Directions for this task> When you reply, transcribe every line of the data below exactly.

Source data>
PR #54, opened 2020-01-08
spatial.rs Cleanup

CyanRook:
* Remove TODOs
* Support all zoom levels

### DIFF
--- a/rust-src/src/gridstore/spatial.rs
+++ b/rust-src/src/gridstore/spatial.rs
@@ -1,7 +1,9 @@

Solution for this task>
PR #54, opened 2020-01-08
spatial.rs Cleanup

CyanRook:
* Remove TODOs
* Support all zoom levels

### DIFF
--- a/rust-src/src/gridstore/spatial.rs
+++ b/rust-src/src/gridstore/spatial.rs
@@ -1,7 +1,9 @@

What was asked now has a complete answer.